| TASK DIRECTIONS |
The answer must be an exact copy of every entry.

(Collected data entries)
•••••
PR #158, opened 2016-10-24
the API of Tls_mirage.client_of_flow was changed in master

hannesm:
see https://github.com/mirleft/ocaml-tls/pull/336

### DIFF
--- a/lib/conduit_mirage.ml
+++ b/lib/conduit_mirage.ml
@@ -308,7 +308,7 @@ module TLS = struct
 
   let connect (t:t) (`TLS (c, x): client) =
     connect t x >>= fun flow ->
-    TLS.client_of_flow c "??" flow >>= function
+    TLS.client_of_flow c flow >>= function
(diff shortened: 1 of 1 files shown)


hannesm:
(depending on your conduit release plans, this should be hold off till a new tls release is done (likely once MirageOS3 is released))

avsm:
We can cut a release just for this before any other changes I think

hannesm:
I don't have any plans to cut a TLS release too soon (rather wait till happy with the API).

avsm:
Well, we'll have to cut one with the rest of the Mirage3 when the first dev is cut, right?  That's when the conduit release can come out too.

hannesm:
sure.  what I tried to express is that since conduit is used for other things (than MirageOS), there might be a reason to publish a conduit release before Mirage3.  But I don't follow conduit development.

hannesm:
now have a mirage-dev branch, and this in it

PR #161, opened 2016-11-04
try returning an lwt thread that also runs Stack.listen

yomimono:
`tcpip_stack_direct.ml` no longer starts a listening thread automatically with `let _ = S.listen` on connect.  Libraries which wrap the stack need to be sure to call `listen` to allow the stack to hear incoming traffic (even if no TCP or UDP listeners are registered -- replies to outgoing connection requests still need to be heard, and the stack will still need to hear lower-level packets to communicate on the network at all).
•••••
| SOLUTION TO THIS PROBLEM |
PR #158, opened 2016-10-24
the API of Tls_mirage.client_of_flow was changed in master

hannesm:
see https://github.com/mirleft/ocaml-tls/pull/336

### DIFF
--- a/lib/conduit_mirage.ml
+++ b/lib/conduit_mirage.ml
@@ -308,7 +308,7 @@ module TLS = struct
 
   let connect (t:t) (`TLS (c, x): client) =
     connect t x >>= fun flow ->
-    TLS.client_of_flow c "??" flow >>= function
+    TLS.client_of_flow c flow >>= function
(diff shortened: 1 of 1 files shown)


hannesm:
(depending on your conduit release plans, this should be hold off till a new tls release is done (likely once MirageOS3 is released))

avsm:
We can cut a release just for this before any other changes I think

hannesm:
I don't have any plans to cut a TLS release too soon (rather wait till happy with the API).

avsm:
Well, we'll have to cut one with the rest of the Mirage3 when the first dev is cut, right?  That's when the conduit release can come out too.

hannesm:
sure.  what I tried to express is that since conduit is used for other things (than MirageOS), there might be a reason to publish a conduit release before Mirage3.  But I don't follow conduit development.

hannesm:
now have a mirage-dev branch, and this in it

PR #161, opened 2016-11-04
try returning an lwt thread that also runs Stack.listen

yomimono:
`tcpip_stack_direct.ml` no longer starts a listening thread automatically with `let _ = S.listen` on connect.  Libraries which wrap the stack need to be sure to call `listen` to allow the stack to hear incoming traffic (even if no TCP or UDP listeners are registered -- replies to outgoing connection requests still need to be heard, and the stack will still need to hear lower-level packets to communicate on the network at all).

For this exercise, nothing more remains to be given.